Work required: From the first record through the last, copy each one exactly.

[Stored data]

○ ○ ○ ○ ○

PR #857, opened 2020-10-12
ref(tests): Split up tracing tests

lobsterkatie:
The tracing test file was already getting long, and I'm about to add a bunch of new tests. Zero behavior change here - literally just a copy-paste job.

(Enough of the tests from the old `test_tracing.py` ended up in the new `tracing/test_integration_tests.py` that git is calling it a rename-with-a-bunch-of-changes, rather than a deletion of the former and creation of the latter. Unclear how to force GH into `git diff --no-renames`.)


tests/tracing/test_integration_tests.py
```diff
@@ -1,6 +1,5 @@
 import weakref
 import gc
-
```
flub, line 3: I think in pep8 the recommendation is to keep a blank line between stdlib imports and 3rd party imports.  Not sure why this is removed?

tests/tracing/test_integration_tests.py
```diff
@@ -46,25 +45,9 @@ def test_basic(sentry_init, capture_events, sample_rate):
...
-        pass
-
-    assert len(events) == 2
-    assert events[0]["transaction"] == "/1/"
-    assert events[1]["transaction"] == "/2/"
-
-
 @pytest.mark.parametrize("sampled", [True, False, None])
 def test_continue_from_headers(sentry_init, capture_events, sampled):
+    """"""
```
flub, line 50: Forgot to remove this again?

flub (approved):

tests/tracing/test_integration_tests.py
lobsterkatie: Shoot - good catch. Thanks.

○ ○ ○ ○ ○

Task result:
PR #857, opened 2020-10-12
ref(tests): Split up tracing tests

lobsterkatie:
The tracing test file was already getting long, and I'm about to add a bunch of new tests. Zero behavior change here - literally just a copy-paste job.

(Enough of the tests from the old `test_tracing.py` ended up in the new `tracing/test_integration_tests.py` that git is calling it a rename-with-a-bunch-of-changes, rather than a deletion of the former and creation of the latter. Unclear how to force GH into `git diff --no-renames`.)


tests/tracing/test_integration_tests.py
```diff
@@ -1,6 +1,5 @@
 import weakref
 import gc
-
```
flub, line 3: I think in pep8 the recommendation is to keep a blank line between stdlib imports and 3rd party imports.  Not sure why this is removed?

tests/tracing/test_integration_tests.py
```diff
@@ -46,25 +45,9 @@ def test_basic(sentry_init, capture_events, sample_rate):
...
-        pass
-
-    assert len(events) == 2
-    assert events[0]["transaction"] == "/1/"
-    assert events[1]["transaction"] == "/2/"
-
-
 @pytest.mark.parametrize("sampled", [True, False, None])
 def test_continue_from_headers(sentry_init, capture_events, sampled):
+    """"""
```
flub, line 50: Forgot to remove this again?

flub (approved):

tests/tracing/test_integration_tests.py
lobsterkatie: Shoot - good catch. Thanks.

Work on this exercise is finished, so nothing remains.